◆ **Task**
Transcribe the listing word for word. Begin at its first line and end with the line containing "This issue is".

◇ ◇ ◇ ◇ ◇ ◇ ◇

PR #5942, opened 2019-08-11
lib/tlsutil: Remove hardcoded curve preferences (fixes #5940)

### LINKED ISSUE #5940: TLS: Support x25519, reconsider elliptic curve priority in handshake
This issue is related to a post I created in the forums some time ago: https://forum.syncthing.net/t/android-and-tls1-2/12931/38

Foreword note: This feature request only talks about curves supported in the ECDHE handshake. This is **not** related to the elliptic curve used in the ECDSA certificate.

### Background and reasoning

With TLS 1.3 right around the corner - it will become on by default in Go 1.13 - it's time to reconsider some elliptic curves in the handshake.

Syncthing currently configures Go to support 3 curves, preferring them in the following order:

`CurvePreferences: []tls.CurveID{tls.CurveP521, tls.CurveP384, tls.CurveP256}` ([here](https://github.com/syncthing/syncthing/blob/f24676ba5ab294d3bd250479718564eb404b93b6/lib/tlsutil/tlsutil.go#L92))

Starting with TLS 1.3, clients connecting to syncthing - browsers, syncthing clients - will need to _guess_ the curves supported by the server. _(This is because the ECDHE handshake is done immediatly in the ClientHello)_. Right now, **many** [modern] applications are preferring `x25519`. I've already given examples in the forum post and I can give additonal info's if requested.

For example, in my tests Firefox guessed curves `x25519` (also known as `Curve25519`) and `P-256` as backup in the TLS 1.3 `key_share`. Chrome **only** guessed `x25519` in my test setup. If the server doesn't support at least one of the guessed groups/curves, the Server will send a `HelloRetryRequest` and the client will need to try again, this time choosing a server supported curve.

If Syncthing does not support `x25519`, this will likely cause `HelloRetryRequest`'s, which lengthen the TLS handshake and are totally unnecessary/avoidable by supporting x25519.

_Supplement: I just verified that enabling TLS 1.3 in Syncthing (via GODEBUG) and then opening the web gui with Chrome definetly caused repeated  `HelloRetryRequest`, because Chrome is convinced to use x25519._

From a security point of view, `x25519` is supposedly the "best" elliptic curve (note the quotation marks), because it was openly standardized (NIST curves are based on partly unknown values) and because it's implementation is said to be less affected by timing issues or other implementation errors. 

Additionally, it's supposedly faster compared to the NIST curves, but that is probably assuming no hardware acceleration is present.

### Go support

Major question is obviously, does Go support `x25519`? Browsing the source code of Go, it seems that support for this curve in TLS was added in Go 1.8 (see [here](https://github.com/golang/go/commit/8a11cb318f5c4c15b67ffe9ff9b2fa772bf1dd85)). So if Syncthing is fine supporting only Go 1.8 and newer, adding in `x25519` should cause _no (new) issues or compatibility problems_. Clients that do not know this curve will simply fall back to one of the three NIST curves.

### Curve priority

The last point of my feature request concerns the priority of the elliptic curves, because these affect what is used in most enviroments.

This is the current default curve preference, found in the latest Go source code:

`var defaultCurvePreferences = []CurveID{X25519, CurveP256, CurveP384, CurveP521}`

Syncthing currently misses x25519 and has the other curves exactly the other way around. There's also this comment in the syncthing source code:

> // We want the longer curves at the front, because that's more
		// secure (so the web tells me, don't ask me to explain the
		// details).

I, personally, disagree with this. I support curve priority order of the Go team - x25519 and P-256 are both very secure, together widely supported curves. The other two are (mostly) useless junk that hardly adds in any security benefit. The only real difference is the bit-level-security (number of operations required for a brute-force). Assuming you can break P-256, it's not because of the 128 bit security level, but because of some other weakness that will likely affect P-384 and P-521 too (because they were likely generated using the same unknown constants).

Having x25519 the curve at the front (= the preferred) would be my favored choice, because of the reasons above. And if a 128-bit-security curve is preferred, there's no real reason to place a 256-bit-curve (P-521) right behind it - bit-level-security is not the important factor here and if it were, an attacker could just break x25519. Therefore I totally favor the curve priority order that the Go team has choosen as default.

I understand that this is only my personal, half-informed opinion, but at least reconsider the current curve priority.

### Summary (TL;DR)

1. Add support for `Curve25519/x25519`, preferably putting it at the front.
2. Reorder the priority of the other three NIST curves.

I can _probably_ do a Pull Request with the needed changes in the next few days, altough I've zero experience in Go (changes should be minimal).

### Version Information

TLS tests performed with Syncthing Version: v1.2.1 (both with TLS 1.2 and TLS 1.3)
TLS tests performed with OS Version: Windows 10 v1903
TLS tests performed with Browser Version: Firefox 68.0.1, Chrome 76.0.3809.100

calmh:
They are arguable outdated and we are better off trusting the standard
library than trying to keep up with it ourselves.

### DIFF
--- a/lib/tlsutil/tlsutil.go
+++ b/lib/tlsutil/tlsutil.go
@@ -86,10 +86,6 @@ func SecureDefault() *tls.Config {
 	return &tls.Config{
 		// TLS 1.2 is the minimum we accept
 		MinVersion: tls.VersionTLS12,
-		// We want the longer curves at the front, because that's more
-		// secure (so the web tells me, don't ask me to explain the
-		// details).
-		CurvePreferences: []tls.CurveID{tls.CurveP521, tls.CurveP384, tls.CurveP256},
 		// The cipher suite lists built above. These are ignored in TLS 1.3.
 		CipherSuites: cs,
 		// We've put some thought into this choice and would like it to


GermanCoding:
Wonderful solution, thanks! Will verify it soon but I guess this should solve the compatibility issues with Chrome's TLS 1.3.

PR #5950, opened 2019-08-13
lib/discover: Don't leak goroutines

imsodin:
Run methods as services instead of just kicking off a goroutine that will never stop.

### DIFF
--- a/lib/beacon/beacon.go
+++ b/lib/beacon/beacon.go
@@ -7,9 +7,13 @@
 package beacon
 
 import (
+	"fmt"
 	"net"
+	"time"
 
 	"github.com/thejerf/suture"
+
+	"github.com/syncthing/syncthing/lib/util"
 )
 
 type recv struct {
@@ -19,7 +23,84 @@ type recv struct {
 
 type Interface interface {
 	suture.Service
+	fmt.Stringer
 	Send(data []byte)
 	Recv() ([]byte, net.Addr)
 	Error() error
+}
+
+type cast struct {
+	*suture.Supervisor
+	name    string
+	reader  util.ServiceWithError
+	writer  util.ServiceWithError
+	outbox  chan recv
+	inbox   chan []byte
+	stopped chan struct{}
+}
+
+// newCast creates a base object for multi- or broadcasting. Afterwards the
+// caller needs to set reader and writer with the addReader and addWriter
+// methods to get a functional implementation of Interface.
+func newCast(name string) *cast {
+	return &cast{
+		Supervisor: suture.New(name, suture.Spec{
+			// Don't retry too frenetically: an error to open a socket or
+			// whatever is usually something that is either permanent or takes
+			// a while to get solved...
+			FailureThreshold: 2,
+			FailureBackoff:   60 * time.Second,
+			// Only log restarts in debug mode.
+			Log: func(line string) {
+				l.Debugln(line)
+			},
+			PassThroughPanics: true,
+		}),
+		name:    name,
+		inbox:   make(chan []byte),
+		outbox:  make(chan recv, 16),
+		stopped: make(chan struct{}),
+	}
+}
+
+func (c *cast) addReader(r util.ServiceWithError) {
+	c.reader = r
+	c.Add(r)
+}
+
+func (c *cast) addWriter(w util.ServiceWithError) {
+	c.writer = w
+	c.Add(w)
+}
+
+func (c *cast) Stop() {
+	c.Supervisor.Stop()
+	close(c.stopped)
+}
+
+func (c *cast) String() string {
+	return fmt.Sprintf("%s@%p", c.name, c)
+}
+
+func (c *cast) Send(data []byte) {
+	select {
+	case c.inbox <- data:
+	case <-c.stopped:
+	}
+}
+
+func (c *cast) Recv() ([]byte, net.Addr) {
+	select {
+	case recv := <-c.outbox:
+		return recv.data, recv.src
+	case <-c.stopped:
+	}
+	return nil, nil
+}
+
+func (c *cast) Error() error {
+	if err := c.reader.Error(); err != nil {
+		return err
+	}
+	return c.writer.Error()
 }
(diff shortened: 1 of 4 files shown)


lib/discover/local.go
```diff
@@ -154,13 +145,22 @@ func (c *localClient) sendLocalAnnouncements() {
...
+func (c *localClient) recvAnnouncements(stop chan struct{}) {
+	b := c.beacon
 	warnedAbout := make(map[string]bool)
 	for {
+		select {
+		case <-stop:
+			return
+		default:
+		}
+
```
AudriusButkevicius: I think this will still leak as Recv blocks forever

imsodin: Not anymore

lib/beacon/beacon.go
```diff
@@ -19,7 +23,84 @@ type recv struct {
...
+	*suture.Supervisor
+	name    string
+	reader  util.ServiceWithError
+	writer  util.ServiceWithError
+	outbox  chan recv
+	inbox   chan []byte
+	stopped chan struct{}
+}
+
+// newCast creates a base object for multi- or braodcasting. Afterwards the
```
golangcibot: `braodcasting` is a misspelling of `broadcasting` (from `misspell`)
```suggestion
// newCast creates a base object for multi- or broadcasting. Afterwards the
```

lib/discover/local.go
calmh: I didn't follow all the breadcrumbs but stopping the service should at some point close the socket which unblocks Recv and results in shutdown, I hope?

lib/beacon/broadcast.go
```diff
@@ -7,84 +7,26 @@
...
-	b.inbox <- data
+func NewBroadcast(port int) Interface {
+	c := newCast("broadcastBeacon")
+	c.addReader(util.AsServiceWithError(func(stop chan struct{}) error {
+		return writeBroadcasts(c.inbox, port, stop)
+	}))
+	c.addWriter(util.AsServiceWithError(func(stop chan struct{}) error {
+		return readBroadcasts(c.outbox, port, stop)
+	}))
+	return c
```
AudriusButkevicius: This could just take a function, and the addreader/writer wraps it in a service and passes in the right channel, and potentially a port (newCast could take a port)

lib/beacon/broadcast.go
```diff
@@ -149,35 +90,25 @@ func (w *broadcastWriter) serve(stop chan struct{}) error {
 			if err != nil {
 				// Some other error that we don't expect. Debug and continue.
 				l.Debugln(err)
-				w.SetError(err)
```
AudriusButkevicius: This changes behaviour?

AudriusButkevicius: Or I guess this compliments the success condition change below.

lib/beacon/multicast.go
```diff
@@ -152,33 +95,23 @@ func (w *multicastWriter) serve(stop chan struct{}) error {
...
 		}
 	}
 }
 
-func (w *multicastWriter) String() string {
-	return fmt.Sprintf("multicastWriter@%p", w)
-}
+func readMulticasts(outbox chan<- recv, addr string, stop chan struct{}) error {
+	l.Debugln("starting readMulticasts")
+	defer l.Debugln("stopping readMulticasts")
```
AudriusButkevicius: The cast could log this cruft I guess? It has the name

lib/discover/local.go
AudriusButkevicius: Recv reads of a channel, so connection closing won't do much.

lib/beacon/broadcast.go
imsodin: Exactly: Before we set a transient error for every loop iteration. However we didn't do it consistently: If a new error comes up, that gets set, but if something succeeds, the error doesn't get set. I don't see the value of exposing this intermediate errors. Now we just expose an error if none of the tries succeed (inverse condition to removing the error again previously).

lib/discover/local.go
imsodin: Recv now unblocks when stopped: https://github.com/syncthing/syncthing/pull/5950/files/f66c15d355b2b55f60b706e397839172c18c232b#diff-9564247335505ac56ab73a0d2b2310a9R92

lib/beacon/broadcast.go
imsodin: I did not unify this part as the function signatures vary a lot (different channels and port integer vs addr string) - passing around `util.ServiceWithErrors` avoids those problems.

lib/beacon/multicast.go
imsodin: Not really, as it's just the supervisor, it doesn't invoke these methods itself.

lib/beacon/beacon.go
```diff
@@ -19,7 +23,84 @@ type recv struct {
...
+}
+
+func (c *cast) addReader(r util.ServiceWithError) {
+	c.reader = r
+	c.Add(r)
+}
+
+func (c *cast) addWriter(w util.ServiceWithError) {
+	c.writer = w
+	c.Add(w)
```
AudriusButkevicius: This could just be:
```
func (c *cast) addWriter(svc func(stop chan struct{}) error) {
    c.writer = util.ServiceWithError(func(stop chan struct) error {
         l.Debug("Starting " + c.name + " writer")
         err := svc(stop)
         l.Debug("Stopped " + c.name + " writer", err)
         return err
    })
    c.Add(c.writer)
}
```

then on both services you just do:
```
        c.addWriter(func(stop chan struct{}) error {
		return readBroadcasts(c.outbox, port, stop)
	})
```


Also, note that reader and writer are the other way around?

lib/beacon/broadcast.go
```diff
@@ -7,84 +7,26 @@
...
-}
-
-func (b *Broadcast) Send(data []byte) {
-	b.inbox <- data
+func NewBroadcast(port int) Interface {
+	c := newCast("broadcastBeacon")
+	c.addReader(util.AsServiceWithError(func(stop chan struct{}) error {
+		return writeBroadcasts(c.inbox, port, stop)
+	}))
+	c.addWriter(util.AsServiceWithError(func(stop chan struct{}) error {
```
AudriusButkevicius: Side note, not related.
AsServiceWithError could use one stackframe above as the service name.

imsodin:
Could I get a re-approval on this please?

◇ ◇ ◇ ◇ ◇ ◇ ◇

◆ **Solution for this task**
PR #5942, opened 2019-08-11
lib/tlsutil: Remove hardcoded curve preferences (fixes #5940)

### LINKED ISSUE #5940: TLS: Support x25519, reconsider elliptic curve priority in handshake
This issue is related to a post I created in the forums some time ago: https://forum.syncthing.net/t/android-and-tls1-2/12931/38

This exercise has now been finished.